The investor drubbing sustained by Hill-Rom Holdings Inc. last week stemmed not so much from the acquisition it announced as from the gloomy outlook in the North American hospital market.
The Batesville-based maker of hospital beds saw its shares lose 16 percent of their value Thursday and Friday after it announced a deal to acquire Michigan-based Aspen Surgical Products for $400 million. Aspen has about $120 million in annual revenue and is expected to add 2 cents per share to Hill-Rom’s earnings in the next quarter.
Hill-Rom CEO John Greisch stated the rationale for the deal this way: “Importantly, Aspen provides Hill-Rom with a recurring consumable revenue stream to help mitigate the cyclicality of our capital businesses.”
Translation? Hill-Rom’s main business of selling expensive equipment to hospital is tanking. Badly. And without an end in sight.

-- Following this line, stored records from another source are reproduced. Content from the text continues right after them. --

PR #1408, opened 2023-02-21
ztp: Add ts2phc configuration to new ptpconfig 

aneeshkp:
ptp config to support ts2phc implementation

### DIFF
--- a/ztp/source-crs/PtpConfigGmWpc.yaml
+++ b/ztp/source-crs/PtpConfigGmWpc.yaml
@@ -1,0 +1,149 @@
+# The grandmaster profile is provided for testing only
+# It is not installed on production clusters
+apiVersion: ptp.openshift.io/v1
+kind: PtpConfig
+metadata:
+  name: grandmaster
+  namespace: openshift-ptp
+  annotations:
+    ran.openshift.io/ztp-deploy-wave: "10"
+spec:
+  profile:
+  - name: "grandmaster"
+    ptp4lOpts: "-2 --summary_interval -4"
+    phc2sysOpts: -r -u 0 -m -O -37 -N 8 -R 16 -s $iface_master -n 24
+    ptpSchedulingPolicy: SCHED_FIFO
+    ptpSchedulingPriority: 10
+    plugins:
+      e810:
+        enableDefaultConfig: true
+    ts2phcOpts: " "
+    ts2phcConf: |
+      [nmea]
+      ts2phc.master 1
+      [global]
+      use_syslog  0
+      verbose 1
+      logging_level 7
+      ts2phc.pulsewidth 100000000
+      #GNSS module s /dev/ttyGNSS* -al use _0
+      #cat /dev/ttyGNSS_1700_0 to find available serial port
+      #example value of gnss_serialport is /dev/ttyGNSS_1700_0
+      ts2phc.nmea_serialport $gnss_serialport
+      leapfile  /usr/share/zoneinfo/leap-seconds.list
+      [$iface_master]
+      ts2phc.extts_polarity rising
+      ts2phc.extts_correction 0
+    ptp4lConf: |
+      [$iface_master]
+      masterOnly 1
+      [$iface_master_1]
+      masterOnly 1
+      [$iface_master_2]
+      masterOnly 1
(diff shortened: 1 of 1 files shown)


yliu127:
lgtm

josephdrichard:
Also needs the operatorconfig change to enable this.
```
apiVersion: ptp.openshift.io/v1
kind: PtpOperatorConfig
metadata:
  name: default
  namespace: openshift-ptp
  annotations:
spec:
  daemonNodeSelector:
    node-role.kubernetes.io/$mcp: ""
  plugins:
  - e810
```

yliu127:
@josephdrichard is the new  PtpOperatorConfig plugins spec  compatible with previous ptp operator versions? If not, we need to discuss with @imiller0  on the best approach. May add a new source-cr or add a commented spec as an example but let user to actually add it in their PGT.

josephdrichard:
We should probably have a new PtpOperatorConfig for this, similar to what this commit is doing to create a new PtpConfig

ztp/source-crs/PtpConfigGmWpc.yaml
```diff
@@ -0,0 +1,150 @@
...
+      transportSpecific 0x0
+      ptp_dst_mac 01:1B:19:00:00:00
+      p2p_dst_mac 01:80:C2:00:00:0E
+      udp_ttl 1
+      udp6_scope 0x0E
+      uds_address /var/run/ptp4l
+      #
+      # Default interface options
+      #
+      clock_type OC
```
josephdrichard, line 127: Should this be BC?  I don't see any option for specifying GM here.

ztp/source-crs/PtpConfigGmWpc.yaml
```diff
@@ -0,0 +1,150 @@
...
+      # Default Data Set
+      #
+      twoStepFlag 1
+      priority1 128
+      priority2 128
+      domainNumber 24
+      #utc_offset 37
+      clock_class_threshold 165
+      clockClass 248
+      clockAccuracy 0xFE
```
josephdrichard, line 57: For E810, I believe this is within 50 μs, which would gfall in this category
0x27:  The time is accurate to within 100 μs

ztp/source-crs/PtpConfigGmWpc.yaml
```diff
@@ -0,0 +1,150 @@
...
+      [global]
+      #
+      # Default Data Set
+      #
+      twoStepFlag 1
+      priority1 128
+      priority2 128
+      domainNumber 24
+      #utc_offset 37
+      clock_class_threshold 165
```
josephdrichard, line 55: Drop.  Not applicable for GM.

aneeshkp: DOne

ztp/source-crs/PtpConfigGmWpc.yaml
```diff
@@ -0,0 +1,150 @@
...
+      clockClass 248
```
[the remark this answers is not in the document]
aneeshkp: Done

ztp/source-crs/PtpConfigGmWpc.yaml
aneeshkp: done

ztp/source-crs/PtpConfigGmWpc.yaml
aneeshkp: done

ztp/source-crs/PtpConfigGmWpc.yaml
```diff
@@ -0,0 +1,149 @@
...
+      ingressLatency 0
+      boundary_clock_jbod 0
+      #
+      # Clock description
+      #
+      productDescription ;;
+      revisionData ;;
+      manufacturerIdentity 00:00:00
+      userDescription ;
+      timeSource 0xA0
```
josephdrichard, line 143: timeSource should be 0x20 for GNSS

aneeshkp: Fixed

josephdrichard (approved):
/lgtm

PR #1414, opened 2023-02-28
ztp: Only provide composable openshift examples for SNO clusters

lack:


imiller0 (approved):
/LGTM

PR #1415, opened 2023-02-28
[release-4.12] OCPBUGS-5380: ztp: remove systemd from accelerated-container-startup

daosman:
OCPBUGS-5380


imiller0 (approved):
lgtm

Revenue from what Hill-Rom calls its North American Acute Market fell 5 percent in the second quarter, to $226 million, from a year earlier. North American Acute sales accounted for 56 percent of Hill-Rom’s revenue.
Even more concerning, orders are down and the backlog of orders Hill-Rom has from North American hospitals is down 20 percent.
“With tightened capital budgets and in many cases, delays in decision-making around capital appropriation, we are not expecting the environment in North America to improve for the foreseeable future,” Greisch told investors during a July 26 conference call. He added, “And while it is premature to provide guidance for next year, it is difficult to foresee a substantial improvement in the macroeconomic and health care environments currently influencing our customers' capital spending.”
Why are hospitals pulling back? Ongoing high joblessness continues to lead patients to delay major medical procedures. Also, the June 28 U.S. Supreme Court decision that allowed states to not expand insurance coverage through their Medicaid coverage has hospitals in some states even more wary.
“The 5 percent year-over-year decline in North American revenues in the June quarter shows the readiness of hospitals to postpone capital purchases amid sluggish in-patient activity in the U.S.,” bond analysts at Standard & Poor’s Ratings Services wrote July 27.
Overall Hill-Rom second-quarter profit surged 15 percent, to $34.8 million, from $30.2 million in the same quarter a year ago. The figures exclude special charges. Revenue rose 6 percent to $406.5 million.